BEGIN Available records

PR #1050, opened 2020-01-24
Fixed issue 1049 and 554 (multiple viewport problems and lua console scales)

eriksunden:
Fixed issue 1049(using first viewport size as framebuffer size) and 554(loading and ending screen will be visible on the first viewport only). Also fixed such that Lua Console adapts to window size and not framebuffer size.
Tested with multiple configs, and zoom through the cosmos (milky way etc)

### DIFF
--- a/modules/digitaluniverse/rendering/renderablebillboardscloud.cpp
+++ b/modules/digitaluniverse/rendering/renderablebillboardscloud.cpp
@@ -1731,7 +1731,7 @@ void RenderableBillboardsCloud::renderToTexture(GLuint textureToRenderTo,
 
     glFramebufferTexture(GL_FRAMEBUFFER, GL_COLOR_ATTACHMENT0, textureToRenderTo, 0);
 
-    glViewport(0, 0, textureWidth, textureHeight);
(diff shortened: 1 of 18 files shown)


modules/digitaluniverse/rendering/renderablebillboardscloud.cpp
```diff
@@ -1731,7 +1731,7 @@ void RenderableBillboardsCloud::renderToTexture(GLuint textureToRenderTo,
 
     glFramebufferTexture(GL_FRAMEBUFFER, GL_COLOR_ATTACHMENT0, textureToRenderTo, 0);
 
-    glViewport(0, 0, textureWidth, textureHeight);
+    glViewport(viewport[0], viewport[1], textureWidth, textureHeight);
```
alexanderbock: This actually looks like it should be 0,0 as it is rendering to an FBO?  @jccosta ?

alexanderbock:
Looks good to me;  Once @jccosta  signs off on the one in the RenderableBillboardsCloud:  Can merge

Issue #1062, opened 2020-01-30
PCF Shadows' shader files are not compiling on Mac


jccosta:
Mac (AMD) requires constant values for testing in loop parameters.

jccosta:
Fix added into #1063.

Issue #996, opened 2019-10-24
single_fisheye_gui.xml has errors


micahnyc:
needs border="true"

micahnyc:
tested and working in 0.15.1

PR #1063, opened 2020-01-30
macos compile and build (still needs ring shader const fix)

micahnyc:
macos compile fixes. 
Also Shadow-Mapping identifier fix for debug builds.


micahnyc:
addresses: #1062 #996

alexanderbock:
Can we inlude the ring shader fix into this as well? @jccosta ?

jccosta:
> Can we inlude the ring shader fix into this as well? @jccosta ?

Yes.

micahnyc:
I just updated this with fixes for the renderable trail. Trails and rings now working on mac. Ready to merge.

PR #1087, opened 2020-02-13
Changed webbrowser to use cef touch events

Mik-pe:
This PR changes the internal behaviour of the Cef webbrowser to treat touch events as true touch points (cef-wise) rather than as an injected mouse event.

This means that scrolling in menus, panning and potentially zooming of canvases should be possible through the means of touch.

For this to work, a newer CEF version than the one OSX currently uses is required. However, bumping CEF is not included in this PR, so touch is treated as injected mouse events on mac.

### DIFF
--- a/modules/webbrowser/include/browserinstance.h
+++ b/modules/webbrowser/include/browserinstance.h
@@ -84,7 +84,9 @@ public:
     void draw();
     void close(bool force = false);
 
+#ifdef WIN32
     void sendTouchEvent(const CefTouchEvent& event) const;
+#endif
 
     bool sendKeyEvent(const CefKeyEvent& event);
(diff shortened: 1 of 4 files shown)


micahnyc:
So if we up the cef version on mac, then we could have this code w/o all the #ifdef WIN32? 

...I would be ok to take this as is, since we have other windows specific touch code as well, and will make a note to look at this when upping the cef version on macos.

Mik-pe:
> 
> 
> So if we up the cef version on mac, then we could have this code w/o all the #ifdef WIN32?
> 
> ...I would be ok to take this as is, since we have other windows specific touch code as well, and will make a note to look at this when upping the cef version on macos.

Exactly! (mentioned in chat - putting it here for visibility)

PR #1089, opened 2020-02-18
Exposing Linear Flight Factor as Property

stefanseibert:
This exposes the linear flight factor as property. The factor is used to determine after what big of a percentage of the linear flight the flight is ended. It was defaulted to 0.0001 which leads to situation where the flight is perceived as taking too long to finish. By exposing the parameter we can set it to whatever value a project deems reasonable.


src/interaction/orbitalnavigator.cpp
```diff
@@ -232,6 +237,7 @@ OrbitalNavigator::OrbitalNavigator()
     , _velocitySensitivity(VelocityZoomControlInfo, 0.02f, 0.01f, 0.15f)
     , _applyLinearFlight(ApplyLinearFlightInfo, false)
     , _flightDestinationDistance(FlightDestinationDistanceInfo, 2e8f, 0.0f, 1e10f)
+    , _flightDestinationFactor(FlightDestinationFactorInfo, 1E-4)
```
liuloppan: May consider also adding a max and min value for the GUI property.

stefanseibert: Got it. Updated!

PR #1091, opened 2020-02-18
Updating SPVL Project branch with newest master updates

stefanseibert:
- Merged master into project/spvl
- Resolved merge conflicts and updated sub repos
- Tested the update branch by building it locally and running it with space pilot.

END Available records

**Task description**. The lines above that hold the word "with" are the ones to copy.

**Response**.
Tested with multiple configs, and zoom through the cosmos (milky way etc)
I just updated this with fixes for the renderable trail. Trails and rings now working on mac. Ready to merge.
Updating SPVL Project branch with newest master updates
- Tested the update branch by building it locally and running it with space pilot.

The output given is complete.